PR #2400, opened 2026-09-21
fix:gateio order & okx instIdCode

dazi005:
# PR Description

Fixes # (issue)

## Type of change

## How has this been tested

- [ ] go test ./... -race
- [ ] golangci-lint run
- [ ] Test X

## Checklist


thrasher-:
@codex please review

exchanges/gateio/gateio_types.go
```diff
@@ -1885,7 +1885,7 @@ type DeliveryOrderCreateParams struct {
 // FuturesOrder represents future order response
 type FuturesOrder struct {
 	ID                        int64         `json:"id"`
-	User                      string        `json:"user"`
+	User                      types.Number  `json:"user"`
```
thrasher-: Heimdall: **Should fix** — right type, but nothing in the repo covers the shape that forced it.

`types.Number` is the only correct choice here, and the reason is worth a comment on the field: gate types this identifier differently on the two transports that share this struct. Its REST client declares `FuturesOrder.User` as `int32` — a bare JSON number ([model_futures_order.go](https://github.com/gateio/gateapi-go/blob/master/model_futures_order.go)) — while its websocket client declares the same field on the same channel as `string` ([response_future.go](https://github.com/gateio/gatews/blob/master/go/response_future.go)). `FuturesOrder` serves twelve REST methods in `gateio.go` plus the `futures.orders` push at [gateio_websocket_futures.go:699](https://github.com/thrasher-corp/gocryptotrader/blob/b77266515a814c9f16aaa68d010e3bd8127264bd/exchanges/gateio/gateio_websocket_futures.go#L699), so neither `string` nor `int64` can serve both. A one-line note here would stop the next person "tidying" it back to an integer.

**Why it needs a test:** every fixture the PR touched still quotes the value, so the tests only exercise the string branch — the shape that already worked. The bare-number REST shape, which is what `string` actually broke on, is untested. Reverting the fix wholesale on this branch (`User` back to `string`, `AccountID: resp.Result[x].User.String()` back to `resp.Result[x].User`) leaves the entire package green:

```
$ go test ./exchanges/gateio/ -count 1
ok  	github.com/thrasher-corp/gocryptotrader/exchanges/gateio	16.038s
```

`TestProcessFuturesOrdersPushData`, `TestProcessFinishedFuturesOrdersPushData` and `TestFuturesDataHandler` all pass against the broken type, so the `110xxxxx` → `110110110` fixture edits are making room for `types.Number` rather than guarding it.

**Fix:** a focused decode test on the struct covers both transports without touching the ws fixtures, which are correctly quoted — one `exp := FuturesOrder{...}` compared against `{"user":110110110}` and `{"user":"110110110"}`. That fails on `string` and passes here.

exchanges/gateio/gateio.go
```diff
@@ -2081,7 +2081,7 @@ func (e *Exchange) EnableOrDisableDualMode(ctx context.Context, settle currency.
 	params := url.Values{}
 	params.Set("dual_mode", strconv.FormatBool(dualMode))
 	var response *DualModeResponse
-	return response, e.SendAuthenticatedHTTPRequest(ctx, exchange.RestSpot, perpetualToggleDualModeEPL, http.MethodGet, futuresPath+settle.Item.Lower+"/dual_mode", params, nil, &response)
+	return response, e.SendAuthenticatedHTTPRequest(ctx, exchange.RestSpot, perpetualToggleDualModeEPL, http.MethodPost, futuresPath+settle.Item.Lower+"/dual_mode", params, nil, &response)
```
thrasher-, line 2084: Heimdall: **Should fix** — this endpoint now works, which turns its test into a real account mutation.

**Fix:** gate `TestEnableOrDisableDualMode` ([gateio_test.go:1613](https://github.com/thrasher-corp/gocryptotrader/blob/b77266515a814c9f16aaa68d010e3bd8127264bd/exchanges/gateio/gateio_test.go#L1613)) on `canManipulateRealOrders`, the way the other 54 mutating tests in that file already are. It currently passes only `SkipTestIfCredentialsUnset(t, e)`, so anyone running the suite with keys flips their own futures position mode.

**Why:** the verb change itself is right. Gate's generated client has `SetDualMode` as `http.MethodPost` on `/futures/{settle}/dual_mode` with `localVarQueryParams.Add("dual_mode", ...)` and an empty post body ([api_futures.go](https://github.com/gateio/gateapi-go/blob/master/api_futures.go)), which is exactly what `SendAuthenticatedHTTPRequest` emits for POST with `params` and nil `data` — `param` always goes to the query string, only `data` to the body. Gate's HTML docs page describes `dual_mode` as a body parameter; the generated client is the better source here and the page is wrong.

The `GetSinglePosition` flip on [gateio.go:2035](https://github.com/thrasher-corp/gocryptotrader/blob/b77266515a814c9f16aaa68d010e3bd8127264bd/exchanges/gateio/gateio.go#L2035) checks out the same way — gate has `GET /futures/{settle}/positions/{contract}`.

Both verified against gate's client and docs, not live: neither method has a non-test caller anywhere in the repo, both tests skip without credentials, and gate's auth check runs before method routing, so GET and POST both return `MISSING_REQUIRED_HEADER` unauthenticated. If you exercised either against a real key, that settles it better than I can.

exchanges/okx/okx_wrapper.go
```diff
@@ -1463,31 +1487,42 @@ func (e *Exchange) CancelAllOrders(ctx context.Context, orderCancellation *order
...
-	cancelAllOrdersRequestParams := make([]CancelOrderRequestParam, len(myOrders))
+	cancelAllOrdersRequestParams := make([]CancelOrderRequestParam, 0, len(myOrders))
 ordersLoop:
 	for x := range myOrders {
 		switch {
 		case orderCancellation.OrderID != "" || orderCancellation.ClientOrderID != "":
-			if myOrders[x].OrderID == orderCancellation.OrderID ||
-				myOrders[x].ClientOrderID == orderCancellation.ClientOrderID {
-				cancelAllOrdersRequestParams[x] = CancelOrderRequestParam{
+			if (orderCancellation.OrderID != "" && myOrders[x].OrderID == orderCancellation.OrderID) ||
```
thrasher-: Heimdall: **Should fix** — the rewrite fixes two of the three selection filters; the third is still a no-op, and the first can still pick the wrong order.

The `InstrumentID`, order-ID and side fixes here are real and well covered — I ran your test against [`158e9c1`](https://github.com/thrasher-corp/gocryptotrader/commit/158e9c12e51d2a28e1976a6e6fdea0b58d4fc322) and all four subtests fail, and reverting just these two conditions while keeping `InstrumentID` makes `by order ID` cancel `KEEP-ME` and `by side` cancel both. Two gaps remain in the same selection logic.

**1. Supplying both IDs can cancel an unrequested order.** The condition is an `OR` followed by `break ordersLoop`, so whichever pending order matches *either* field first wins. Cancelling `CANCEL-ME` while also passing a client order ID that belongs to an earlier `KEEP-ME`:

```
requested OrderID=CANCEL-ME ClientOrderID=mine -> cancelled=[KEEP-ME]
```

Which order gets cancelled then depends on listing order rather than on anything the caller asked for. Matching `OrderID` first, or requiring both to match when both are set, would be unambiguous either way.

**2. `orderCancellation.Type` never reaches OKX.** `CancelAllOrders` passes `oType` into `GetOrderList`, which sends it as `orderType`:

```
requested Type=LIMIT -> query GCT sent: instId=BTC-USDT&instType=SPOT&orderType=limit
```

The parameter is `ordType`. OKX's own Python SDK uses `ordType` for `/api/v5/trade/orders-pending` ([Trade.py `get_order_list`](https://github.com/okxapi/python-okx/blob/master/okx/Trade.py)), and this package already spells it `ordType` in four other places — the two outliers are [okx.go:244](https://github.com/thrasher-corp/gocryptotrader/blob/b77266515a814c9f16aaa68d010e3bd8127264bd/exchanges/okx/okx.go#L244) (`GetOrderList`) and [okx.go:289](https://github.com/thrasher-corp/gocryptotrader/blob/b77266515a814c9f16aaa68d010e3bd8127264bd/exchanges/okx/okx.go#L289) (`Get7DayOrderHistory`), against 15 `json:"ordType"` tags and 2 `json:"orderType"` ones. OKX ignores unknown query parameters rather than rejecting them, so a caller asking to cancel only limit orders would get every open order cancelled. I could only capture the outgoing query — confirming what OKX does with the bad parameter needs credentials, so if you have seen it filter correctly, say so and I will drop this half.

Both are pre-existing causes, but this PR is what makes them observable: on the base commit the whole function failed with `missing instrument ID` before any of it mattered, and fixing two of the three filters in this block is a natural place to finish the third. Reachability keeps this off the blocker list — `RPCServer.CancelAllOrders` passes `nil` ([rpcserver.go:1439](https://github.com/thrasher-corp/gocryptotrader/blob/b77266515a814c9f16aaa68d010e3bd8127264bd/engine/rpcserver.go#L1439)) and `OrderManager` cancels singly, so populated filters arrive only from `cmd/exchange_wrapper_issues` and library callers. Happy to split these into their own issue if you would rather keep this PR to `instIdCode`.

exchanges/okx/okx_wrapper.go
```diff
@@ -1352,6 +1359,21 @@ func (e *Exchange) CancelBatchOrders(ctx context.Context, o []order.Cancel) (*or
...
+			}
+			if e.Websocket.CanUseAuthenticatedWebsocketForWrapper() {
+				_, err = e.WSCancelSpreadOrder(ctx, ord.OrderID, ord.ClientOrderID)
+			} else {
+				_, err = e.CancelSpreadOrder(ctx, ord.OrderID, ord.ClientOrderID)
+			}
+			if err != nil {
+				return nil, err
+			}
+			resp.Status[ord.OrderID] = order.Cancelled.String()
```
thrasher-: Heimdall: **Should fix** — spread cancels given only a client order ID all collapse into one empty status key.

**Fix:** fall back to `ord.ClientOrderID` when `ord.OrderID` is empty, or key off the ID the response carries. The guard five lines up deliberately accepts either identifier, so an empty `ord.OrderID` is a supported input here rather than a caller error.

**Why:** two spread cancels by client order ID against an `httptest` server standing in for `sprd/cancel-order` — both requests go out, one meaningless entry comes back:

```
API calls made: 2
resp.Status = map[string]string{"":"CANCELLED"}
--- FAIL: "map[:CANCELLED]" should have 2 item(s), but has 1
```

Two more on this branch while you are here:

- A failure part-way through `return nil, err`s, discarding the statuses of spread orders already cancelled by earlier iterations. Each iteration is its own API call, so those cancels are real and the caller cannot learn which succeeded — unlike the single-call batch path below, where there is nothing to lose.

····················

EXERCISE PROMPT: In the listing above, which lines include the string "branch"? Return every one of them.

EXERCISE RESULT:
**Why it needs a test:** every fixture the PR touched still quotes the value, so the tests only exercise the string branch — the shape that already worked. The bare-number REST shape, which is what `string` actually broke on, is untested. Reverting the fix wholesale on this branch (`User` back to `string`, `AccountID: resp.Result[x].User.String()` back to `resp.Result[x].User`) leaves the entire package green:
Two more on this branch while you are here:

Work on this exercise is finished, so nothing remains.